++++ Material for the task

PR #4484, opened 2024-08-23
fix: require Node v18+

nolanlawson:
## Details

BREAKING CHANGE: require Node v18+.

Node 18 will be [supported](https://nodejs.org/en/about/previous-releases) until April 2025.

This also updates our CI tests to test in the earliest version of Node that we can possibly support.

### DIFF
--- a/.github/workflows/benchmark.yml
+++ b/.github/workflows/benchmark.yml
@@ -24,7 +24,7 @@ jobs:
             - name: Setup Node
               uses: actions/setup-node@v3
               with:
-                  node-version: '20.12.2'
+                  node-version: '18.0.0'
                   cache: 'yarn'
 
             - name: Install dependencies
--- a/package.json
+++ b/package.json
@@ -87,11 +87,8 @@
         "packages/lwc",
         "playground"
     ],
-    "engines": {
-        "node": ">=10"
-    },
     "volta": {
-        "node": "20.12.2",
+        "node": "22.7.0",
         "yarn": "1.22.22"
     },
     "resolutions": {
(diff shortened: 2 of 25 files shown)


package.json
```diff
@@ -87,11 +87,8 @@
         "packages/lwc",
         "playground"
     ],
-    "engines": {
-        "node": ">=10"
-    },
     "volta": {
-        "node": "20.12.2",
+        "node": "22.7.0",
```
nolanlawson, line 91: Locally, we may as well use a recent Node version. CI tests can still fail if we use something that doesn't work in Node 18.

package.json
```diff
@@ -87,11 +87,8 @@
         "packages/lwc",
         "playground"
     ],
-    "engines": {
-        "node": ">=10"
-    },
```
nolanlawson, line 92: This config does nothing since the root monorepo `package.json` is private.

wjhsf (approved):
Gotta love a good commit history 🧑‍🍳🤌

ekashida (approved):

.github/workflows/benchmark.yml
```diff
@@ -24,7 +24,7 @@ jobs:
             - name: Setup Node
               uses: actions/setup-node@v3
               with:
-                  node-version: '20.12.2'
+                  node-version: '20.9.0' # earliest node version we support (via "engines" in package.json)
```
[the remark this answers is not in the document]
nolanlawson: Sadly I could not find a way to do this in GHA.

cardoso:
Perhaps this PR could change the tsconfig moduleResolution to "node16"? The "node" value is actually deprecated and is an alias to "node10". Although I'd probably just change it to "bundler".
https://github.com/salesforce/lwc/blob/5d1837bdcdf75724e806a34b55c50acefd753f5d/tsconfig.json#L9

wjhsf:
Replaced by #5636.

PR #4498, opened 2024-08-30
fix(template-compiler): escape tag names

nolanlawson:
## Details

Fixes an issue in the static content optimization where tag names are not properly escaped so may render invalid characters.

Only observable for odd characters like backslashes which are uncommonly (if ever) used.

### DIFF
--- a/packages/@lwc/integration-karma/test/template/escape-tag-name/index.spec.js
+++ b/packages/@lwc/integration-karma/test/template/escape-tag-name/index.spec.js
@@ -3,7 +3,7 @@ import { catchUnhandledRejectionsAndErrors } from 'test-utils';
 import Component from 'x/component';
 
 // Browsers treat tag names containing the \ (backslash) character differently
-// depending on whether the HTML is parsed or you call `setAttribute` directly.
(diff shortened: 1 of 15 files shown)


packages/@lwc/integration-karma/test/template/escape-tag-name/index.spec.js
```diff
@@ -0,0 +1,47 @@
+import { createElement } from 'lwc';
+import { catchUnhandledRejectionsAndErrors } from 'test-utils';
+import Component from 'x/component';
+
+// Browsers treat tag names containing the \ (backslash) character differently
+// depending on whether the HTML is parsed or you call `setAttribute` directly.
```
nolanlawson, line 6:
```suggestion
// depending on whether the HTML is parsed or you call `createElement` directly.
```

wjhsf (approved):

ekashida (approved):

Kang-Hou:
Reviewed by prodsec. This PR is to add a disallow list and escape special characters in tag name. I do not see any particular variant bypass based on the patch.

Kang-Hou:
Reviewed this PR by @Kang-Hou. It is good to go now.

PR #5004, opened 2024-12-04
fix(ssr): make context providers work again

wjhsf:


packages/@lwc/ssr-compiler/src/compile-template/index.ts
```diff
@@ -32,6 +32,7 @@ const bExportTemplate = esTemplate`
         // These should be scoped to the "tmpl" function however, to avoid conflicts with other templates.
         let textContentBuffer = '';
         let didBufferTextContent = false;
+        const contextfulParent = instance;
```
nolanlawson, line 35: Let's add a comment explaining what this does.

nolanlawson:
```suggestion

        // Establishes a contextual relationship between two components for ContextProviders.
        // This variable will typically get overridden (shadowed) within slotted content.
        const contextfulParent = instance;
```

packages/@lwc/ssr-compiler/src/compile-template/index.ts
```diff
@@ -55,7 +56,9 @@ const bExportTemplate = esTemplate`
         if (!isLightDom) {
             yield '</template>';
             if (shadowSlottedContent) {
-                yield* shadowSlottedContent();
+                // instance must be passed in; this is used to establish the contextful relationship
+                // between context provider (aka parent component) and context consumer (aka slotted content)
+                yield* shadowSlottedContent(instance);
```
nolanlawson, line 61: It's really weird that we pass in the `instance` here but the `contextualParent` when calling a light DOM slotted content generator... Something to investigate later. (Maybe we can break this with several layers of context providers / components.)

nolanlawson (approved):

packages/@lwc/ssr-compiler/src/compile-template/index.ts
wjhsf: This is in the root `tmpl` function, so at this point in the code, `contextfulParent` will _always_ be `instance`. It doesn't matter which we use, but we can use `contextfulParent` for consistency.
```suggestion
                yield* shadowSlottedContent(contextfulParent);
```

nolanlawson: Whew okay, that makes sense!

divmain (approved):
Nice! LGTM

PR #5012, opened 2024-12-05
chore: add work items to expected failures

wjhsf:
## Details

For easier work tracking, changes the list of failures to a map from work item to failures

### DIFF
--- a/packages/@lwc/ssr-compiler/src/__tests__/utils/expected-failures.ts
+++ b/packages/@lwc/ssr-compiler/src/__tests__/utils/expected-failures.ts
@@ -7,43 +7,107 @@
 
 // We should slowly drive down these test failures or at least document where we expect the failures
 // TODO [#4815]: enable all SSR v2 tests
-export const expectedFailures = new Set([
-    'attribute-aria/dynamic/index.js',
-    'attribute-class/with-scoped-styles-only-in-child/dynamic/index.js',
-    'attribute-class/with-scoped-styles/dynamic/index.js',
-    'attribute-component-global-html/index.js',
-    'attribute-global-html/as-component-prop/undeclared/index.js',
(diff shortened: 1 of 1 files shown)


packages/@lwc/ssr-compiler/src/__tests__/utils/expected-failures.ts
```diff
@@ -7,43 +7,107 @@
...
+    ],
+    'TO BE FILED: unique issues': [
+        // aria attributes not rendered
+        'attribute-global-html/as-component-prop/without-@api/index.js',
+        // test fixture formatting needs fixed?
+        'render-dynamic-value/index.js',
+        // throws error
+        'exports/component-as-default/index.js',
+    ],
+};
```
nolanlawson, line 111: Why not keep it as a flat list but then use code comments for the WIs?

wjhsf: Because code comments aren't going to _force_ us to keep the work items up to date. It's a token amount of nuisance so that we do the thing we're supposed to.

cardoso: I like the idea, but as an external contributor I would appreciate if github issues can be used instead, and have those linked to gus.

Another thing to consider is that tickets and expected failures seem to have a many-to-many relationship rather than one-to-many. But I guess most if not all have a main ticket, so this structure might be fine.

nolanlawson: I don't have a super strong opinion on this, since eventually we will drive this list to zero. But yes including a GitHub issue along with a WI is a good idea. Most of these WIs should have an associated GitHub issue.

PR #5016, opened 2024-12-06
feat: allow skip hydration for LWR islands

khangsfdc:
LWR islands hydration can be optimized by skipping hydration for children of hydrated parent nodes, e.g.:

```html
<!-- parent root component that requires hydration --> 
<my-cmp-island lwr-hydrate="load"> 
  <!-- child that needs hydration --> 
  <my-hydrate-child></my-hydrate-child>
  <!-- child that is SSR only (i.e. static), and can be skipped --> 
  <my-ssr-only-child data-lwc-skip-hydrate></my-ssr-only-child>
</my-cmp-island>
```

This has the benefit of:

- Avoiding unnecesary hydration compute on the browser
- Reducing LWR JS bundle size by not sending the JS for the child component

## GUS work item

TD-0234873

### DIFF
--- a/packages/@lwc/engine-core/src/framework/hydration.ts
+++ b/packages/@lwc/engine-core/src/framework/hydration.ts
@@ -368,6 +368,10 @@ function hydrateCustomElement(
     vnode: VCustomElement,
     renderer: RendererAPI
 ): Node | null {
+    if (elm.hasAttribute('data-lwc-skip-hydrate')) {
+        return elm;
+    }
+    
     const { validationOptOut } = vnode.ctor;
     const shouldValidateAttr = getValidationPredicate(elm, renderer, validationOptOut);
 


packages/@lwc/engine-core/src/framework/hydration.ts
```diff
@@ -368,6 +368,10 @@ function hydrateCustomElement(
     vnode: VCustomElement,
     renderer: RendererAPI
 ): Node | null {
+    if (elm.hasAttribute('data-lwc-skip-hydrate')) {
+        return elm;
+    }
+
```
nolanlawson, line 374: This skips hydration but I'm not sure what happens if the component is updated afterwards.

For example, if the parent has an update that would normally trigger VDOM diffing which would affect the child (e.g. removing it, passing in a new prop, etc.), LWC is not aware of the child, and rendering/callbacks will not be invoked.

Ideally we should have tests in `test-hydration` to verify this. It might work as-is (the element is just treated opaquely), but I'm not sure.

The custom element tag name may also not be defined, which could cause potential issues if other code is able to "hijack" it – e.g. someone injects code that does `customElements.define('lightning-button', ...)`. Not sure if this is a legitimate attack vector but it's at least unexpected.

packages/@lwc/engine-core/src/framework/hydration.ts
```diff
@@ -368,6 +368,10 @@ function hydrateCustomElement(
     vnode: VCustomElement,
     renderer: RendererAPI
 ): Node | null {
+    if (elm.hasAttribute('data-lwc-skip-hydrate')) {
```
nolanlawson, line 371:
```suggestion
    if (renderer.hasAttribute(elm, 'data-lwc-skip-hydrate')) {
```

This is our convention for abstracting differences between `engine-dom` and `engine-server`.

Issue #5020, opened 2024-12-09
`engine-server` fails to render un-templated default slot content


jhefferman-sfdc:
#### Steps to Reproduce

A reproduction of this is [fixtures -> scoped-slots -> advanced](https://github.com/salesforce/lwc/blob/master/packages/%40lwc/engine-server/src/__tests__/fixtures/scoped-slots/advanced/modules/x/parent/parent.html).

A minimal reproduction:

Create a child (x-child) component with a default slot and the `lwc:slot-bind` directive:

```
<template lwc:render-mode="light">
    <div>
        <slot lwc:slot-bind={item}>Fallback slot content</slot>
    </div>
</template>
```

Create a parent (x-parent) component with content both inside and outside template tags:

```
<template>
    <x-child>
        content outside of the template tag
        <template lwc:slot-data="data">
            <span>content inside the data tag</span>
        </template>
   </x-child>
</template>
```

#### Expected Results

`engine-server` should render all defined content:

```
<x-parent>
  <template shadowrootmode="open">
    <x-child>
      <div>
        <!---->
        <!---->
        content outside the template
        <span>
          content inside the template
        </span>
        <!---->
        <!---->
      </div>
    </x-child>
  </template>
</x-parent>
```

#### Actual Results

`engine-server` does not render any content outside of the template tag

```
<x-parent>
  <template shadowrootmode="open">
    <x-child>
      <div>
        <!---->
        <!---->
        <span>
          content inside the template
        </span>
        <!---->
        <!---->
      </div>
    </x-child>
  </template>
</x-parent>
```

nolanlawson:
Is this an issue in `engine-dom` as well?

PR #5024, opened 2024-12-09
chore: test usage of default slot with scoped data

jhefferman-sfdc:
## Details

Add specific coverage for scoped default slots (currently, `engine-server` does not render all content, see #5020)


nolanlawson (approved):
I think eventually we are going to want to fix `engine-server` but I agree with having the test!

packages/@lwc/engine-server/src/__tests__/fixtures/scoped-slots/default-slot/modules/x/parent/parent.html
```diff
@@ -0,0 +1,9 @@
+<template>
+    <x-child>
+        <!-- TODO [#5020]: Fix rendering of scoped slot content, so that content outside of the template renders correctly with engine-server -->
```
cardoso, line 3: This comment is great! I have a feeling there are other tests added recently which are expected failures of engine-server but aren't documented as such and only in PR comments.

wjhsf (approved):

PR #5005, opened 2024-12-05
fix(ssr): extra bookends for light dom forwarded slots @W-17363666

cardoso:
## Details

Closes #5000

Fixes 4 expected failures:
- slot-forwarding/scoped-slots/index.js
- slot-forwarding/slots/light/index.js
- slot-not-at-top-level/lwcIf/light/index.js
- slot-not-at-top-level/lwcIf/shadow/index.js

Also narrows down the following two to the issue described in https://github.com/salesforce/lwc/pull/4999#discussion_r1868482997

- slot-forwarding/slots/dangling/index.js (5 to 1)
- slot-forwarding/slots/mixed/index.js (6 to 2)

## Does this pull request introduce a breaking change?

- 😮‍💨 No, it does not introduce a breaking change.

## Does this pull request introduce an observable change?

- 🤞 No, it does not introduce an observable change.

## GUS work item

[W-17363666](https://gus.lightning.force.com/lightning/r/ADM_Work__c/a07EE000026KTbKYAW/view)

PR #5027, opened 2024-12-10
fix(ssr): missing bookends for slotted lwc:if not at the top-level

cardoso:
## Details

Follow up to #5005 

Fixes expected 3 failures:

- slot-not-at-top-level/advanced/lwcIf/light/index.js
- slot-not-at-top-level/advanced/lwcIf/shadow/index.js
- slot-not-at-top-level/nested-elements/lwcIf/shadow/index.js

These tests only differ in being light/shadow and were failing at the same place, so I suspect more cases need to be covered. I kept the solution minimal.

https://github.com/salesforce/lwc/blob/e4ff8adcb9f6b8970f903c846f62e0f973f991f3/packages/%40lwc/engine-server/src/__tests__/fixtures/slot-not-at-top-level/advanced/lwcIf/shadow/modules/x/outer/outer.html#L43-L53

The failure:

```diff
        <external-another>
          1
          <div slot="foo">
            2
          </div>
-         3
-         <!---->
-         4
+         34
          <div slot="foo">
            5
          </div>
-         6
-         <!---->
-         7
+         67
        </external-another>
        8
      </x-inner>
    </template>
  </x-outer>
```


packages/@lwc/ssr-compiler/src/compile-template/transformers/component/slotted-content.ts
```diff
@@ -75,6 +75,17 @@ const bAddLightContent = esTemplate`
...
+    return optimizeAdjacentYieldStmts(
+        slottableChildren.flatMap((child) => {
+            if (child.type === 'ExternalComponent') {
+                cxt.isSlotted = false;
+            }
+            return irToEs(child, cxt);
+        })
+    );
+}
+
```
cardoso, line 88: I kept the solution here as minimal as possible on purpose. It's likely we're missing some tests.

packages/@lwc/ssr-compiler/src/compile-template/transformers/component/slotted-content.ts
```diff
@@ -153,7 +164,10 @@ function getLightSlottedContent(rootNodes: IrChildNode[], cxt: TransformerContex
                     // '' is the default slot name. Text nodes are always slotted into the default slot
                     const slotName =
                         node.type === 'Text' ? b.literal('') : bAttributeValue(node, 'slot');
+                    const { isSlotted } = cxt;
+                    cxt.isSlotted = ancestorIndices.length > 0 || node.type === 'Slot';
                     addLightDomSlotContent(slotName, [...ancestorIndices, i]);
+                    cxt.isSlotted = isSlotted;
```
cardoso, line 170: This is to prevent bookends from being omitted when not at the top-level. I'll add a comment.

cardoso: Makes sense. I kept trying to wrap my head around how some of the logic around VFragments would work at compile-time.

nolanlawson: Yes, it's also complex because the bookends only render when the fragment renders.

For example:

```
<template lwc:if={isFalse}>
  <span>yolo</span>
</template>
```

This will render without bookends. But if you used `isTrue`, it would render with bookends.

cardoso: Right! That

packages/@lwc/ssr-compiler/src/compile-template/transformers/component/slotted-content.ts
```diff
@@ -77,6 +77,17 @@ const bAddLightContent = esTemplate`
     });
 `<EsCallExpression>;
 
+function getShadowSlottedContent(slottableChildren: IrChildNode[], cxt: TransformerContext) {
+    return optimizeAdjacentYieldStmts(
+        slottableChildren.flatMap((child) => {
```
wjhsf, line 82: This could lead to subtle bugs with `nextSibling`/`prevSibling`, which are set in `irChildrenToEs`. (We fixed a bug a week or so ago that was because we had `flatMap` + `irToEs` rather than `irChildrenToEs`, but I don't remember which PR it was.)

https://github.com/salesforce/lwc/blob/ee2edae09f6e080ccc92703864a463e31b4bb3b3/packages/%40lwc/ssr-compiler/src/compile-template/ir-to-es.ts#L69-L78

packages/@lwc/ssr-compiler/src/compile-template/transformers/component/slotted-content.ts
```diff
@@ -155,7 +166,10 @@ function getLightSlottedContent(rootNodes: IrChildNode[], cxt: TransformerContex
                     // '' is the default slot name. Text nodes are always slotted into the default slot
                     const slotName =
                         node.type === 'Text' ? b.literal('') : bAttributeValue(node, 'slot');
+                    const { isSlotted } = cxt;
```
wjhsf, line 169:
```suggestion
                    const { isSlotted: originalIsSlotted } = cxt;
```
Since we're unsetting/resetting with different values, using a more descriptive name would make the intention more clear.

packages/@lwc/ssr-compiler/src/compile-template/transformers/component/slotted-content.ts
```diff
@@ -155,7 +166,10 @@ function getLightSlottedContent(rootNodes: IrChildNode[], cxt: TransformerContex
...
+                    cxt.isSlotted = ancestorIndices.length > 0 || node.type === 'Slot';
                     addLightDomSlotContent(slotName, [...ancestorIndices, i]);
+                    cxt.isSlotted = isSlotted;
```
wjhsf, line 172: Setting before a function call and then reverting immediately after feels like we should just do the updates within the function.

packages/@lwc/ssr-compiler/src/compile-template/transformers/component/slotted-content.ts
nolanlawson: `nextSibling` will probably be there for the foreseeable future, because we need it for adjacent text node concatenation.

I think Will is right, and we may need to create a helper method for cases where we need to `flatMap`. For example if you have adjacent text nodes in your tests (`{foo}{bar}`) which resolve to the empty string / undefined, then you should be able to repro problems with `nextSibling`.

packages/@lwc/ssr-compiler/src/compile-template/transformers/component/slotted-content.ts
```diff
@@ -77,6 +77,17 @@ const bAddLightContent = esTemplate`
     });
 `<EsCallExpression>;
 
+function getShadowSlottedContent(slottableChildren: IrChildNode[], cxt: TransformerContext) {
+    return optimizeAdjacentYieldStmts(
+        slottableChildren.flatMap((child) => {
+            if (child.type === 'ExternalComponent') {
+                cxt.isSlotted = false;
+            }
```
nolanlawson, line 85: This smells very strange to me – an `ExternalComponent` is essentially just an `Element`, so it should behave the same as them.

nolanlawson:
Overall, thinking about this PR, I have a strong suspicion that we need to rethink `cxt.isSlotted`. This may fix some failing tests, but I am concerned that we're digging ourselves deeper into a solution that will not work long-term.

That said, I do not have a better solution right now, and I could be totally wrong. Perhaps solving this with `cxt.isSlotted` is fine. I'd need to spend some more time thinking about the current behavior and how to emulate it.

That said, I was trying to break your PR (sorry 🙂) and I did find a repro for the adjacent text node issue: https://github.com/salesforce/lwc/pull/5036

cardoso:
I was hoping you'd break my PR @nolanlawson 😄 , it's like I'm doing TDD but you're doing the tests.

packages/@lwc/ssr-compiler/src/compile-template/transformers/component/slotted-content.ts
cardoso: Thanks @nolanlawson . The obvious way for a helper like that would be to add an optional callback to `irChildrenToEs` which hooks into its own `flatMap` callback. I'll try that once #5036 is merged.

packages/@lwc/ssr-compiler/src/compile-template/ir-to-es.ts
```diff
@@ -66,14 +66,23 @@ const transformers: Transformers = {
...
+    for (let i = 0; i < children.length; i++) {
+        cxt.prevSibling = children[i - 1];
+        cxt.nextSibling = children[i + 1];
+        cb?.(children[i]);
+        result.push(...irToEs(children[i], cxt));
+    }
+
     cxt.prevSibling = undefined;
     cxt.nextSibling = undefined;
+
```
cardoso, line 85: I added a callback to allow the `prevSibling` and `nextSibling` logic to be reused, and also changed the flat map to a for loop as it should be easier to reason about and debug. I'm a huge flatMap fan, but using it here doesn't seem right. That said, I can keep the change to just the callback.

packages/@lwc/ssr-compiler/src/compile-template/transformers/component/slotted-content.ts
nolanlawson: Here is my attempt to repro an issue with this: https://github.com/salesforce/lwc/pull/5048

Interestingly I could not fix this by adding `|| child.type === 'Element'`. Something else may be at play here.

In general, it also seems odd to me to just set `cxt.isSlotted` to false here.Shouldn't we reset it back when we're done?

packages/@lwc/ssr-compiler/src/__tests__/utils/expected-failures.ts
```diff
@@ -25,8 +25,6 @@ export const expectedFailures = new Set([
     'scoped-slots/mixed-with-light-dom-slots-outside/index.js',
     'slot-forwarding/slots/mixed/index.js',
     'slot-forwarding/slots/dangling/index.js',
-    'slot-not-at-top-level/advanced/lwcIf/light/index.js',
-    'slot-not-at-top-level/advanced/lwcIf/shadow/index.js',
     'slot-not-at-top-level/lwcIf-with-adjacent-text-nodes/light/index.js',
```
cardoso, line 28: Seems this new test will require `getLightSlottedContent` to also reuse the `irChildrenToEs` logic of setting `cxt.nextSibling`:

```diff
@@ -6,23 +6,23 @@
    <x-inner>
      <div>
        Inner!
      </div>
      <!---->
-     ‍‍
+     ‍‍‍
      <x-deep>
        <div>
          Deep!
        </div>
        <!---->
-       ‍
+       ‍
        <div>
          ‍
        </div>
-       ‍
+       ‍
        <!---->
      </x-deep>
-     ‍‍
+     ‍‍‍
      <!---->
    </x-inner>
    <!---->
  </x-outer>
```

Got the diff a bit smaller with a naive attempt setting in the traverse function:

```diff
@@ -6,11 +6,11 @@
    <x-inner>
      <div>
        Inner!
      </div>
      <!---->
-     ‍‍
+     ‍‍
      <x-deep>
        <div>
          Deep!
        </div>
        <!---->
@@ -19,10 +19,10 @@
          ‍
        </div>
        ‍
        <!---->
      </x-deep>
-     ‍‍
+     ‍‍
      <!---->
    </x-inner>
    <!---->
  </x-outer>
```

Not sure this PR should handle it though.

nolanlawson: I really appreciate all the effort you've put into this @cardoso! I'm going to spend a bit more time trying to break this PR (sorry, can't help it 😆) but at some point, I will timebox it, and we can move forward with this PR as-is since it is definitely an improvement. 🙂

I am still concerned with `cxt.isSlotted`, but I admit I don't have a better solution at the moment! 🤣

packages/@lwc/ssr-compiler/src/compile-template/transformers/component/slotted-content.ts
cardoso: @nolanlawson `|| child.type === 'Element'` + resetting `cxt.isSlotted` was exactly the fix for the test you introduced in #5048 🥇

packages/@lwc/ssr-compiler/src/compile-template/ir-to-es.ts
```diff
@@ -66,14 +66,24 @@ const transformers: Transformers = {
...
+    const result: EsStatement[] = [];
+
+    for (let i = 0; i < children.length; i++) {
+        cxt.prevSibling = children[i - 1];
+        cxt.nextSibling = children[i + 1];
+        const cleanUp = cb?.(children[i]);
+        result.push(...irToEs(children[i], cxt));
+        cleanUp?.();
+    }
+
```
cardoso, line 83: The callback can now optionally return a clean up function in order to reset changes to context.

packages/@lwc/ssr-compiler/src/compile-template/transformers/component/slotted-content.ts
```diff
@@ -77,6 +77,22 @@ const bAddLightContent = esTemplate`
...
+
+            if (child.type === 'ExternalComponent' || child.type === 'Element') {
+                cxt.isSlotted = false;
+            }
+
+            return () => {
+                cxt.isSlotted = isSlotted;
+            };
+        })
+    );
```
cardoso, line 93: This is beginning to look more sensible and passes the test introduced in #5048 !

packages/@lwc/ssr-compiler/src/compile-template/transformers/component/slotted-content.ts
```diff
@@ -77,6 +77,22 @@ const bAddLightContent = esTemplate`
...
+function getShadowSlottedContent(slottableChildren: IrChildNode[], cxt: TransformerContext) {
+    return optimizeAdjacentYieldStmts(
+        irChildrenToEs(slottableChildren, cxt, (child) => {
+            const { isSlotted } = cxt;
+
+            if (child.type === 'ExternalComponent' || child.type === 'Element') {
+                cxt.isSlotted = false;
+            }
+
+            return () => {
```
nolanlawson, line 89:
```suggestion
            // cleanup function
            return () => {
```

packages/@lwc/ssr-compiler/src/__tests__/utils/expected-failures.ts
nolanlawson: I'm hoping that this test will be fixed by #5055. We'll probably have to combine the two PRs to more closely emulate what `flattenFragmentsInChildren()` does.

nolanlawson (approved):
Now that I've looked into `flattenFragmentsInChildren`, I have more confidence that `cxt.isSlotted` is the right solution.

https://github.com/salesforce/lwc/blob/c5c7458d55f439cfb02520ab02532fe0e3d4bdd4/packages/%40lwc/engine-core/src/framework/rendering.ts#L718

Basically this code is

- Removing all _top-level_ VFragment bookends
- For both light and shadow slots
- But light DOM slots are weird because their _entire slot_ is still a VFragment whose bookends are not removed

I don't think we're quite there yet, but we're getting a lot closer. Thank you a bunch! 🙇

packages/@lwc/ssr-compiler/src/__tests__/utils/expected-failures.ts
nolanlawson: OK upon testing the two PRs merged together, the issue here is that `lwc:if` should "reset" the adjacent text buffer. We need to render `<ZWJ><ZWJ>` rather than just `<ZWJ>` in this case:

```html
{empty}{empty}
        <template lwc:if={isTrue}>
            {empty}{empty}
```

We can handle this in a follow-up PR.

nolanlawson: - https://github.com/salesforce/lwc/pull/5056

++++++++

▶ **Work item**:
Only lines with the word "relationship" count here; copy every one from the records.

▶ **Response box**:
        // Establishes a contextual relationship between two components for ContextProviders.
+                // instance must be passed in; this is used to establish the contextful relationship
Another thing to consider is that tickets and expected failures seem to have a many-to-many relationship rather than one-to-many. But I guess most if not all have a main ticket, so this structure might be fine.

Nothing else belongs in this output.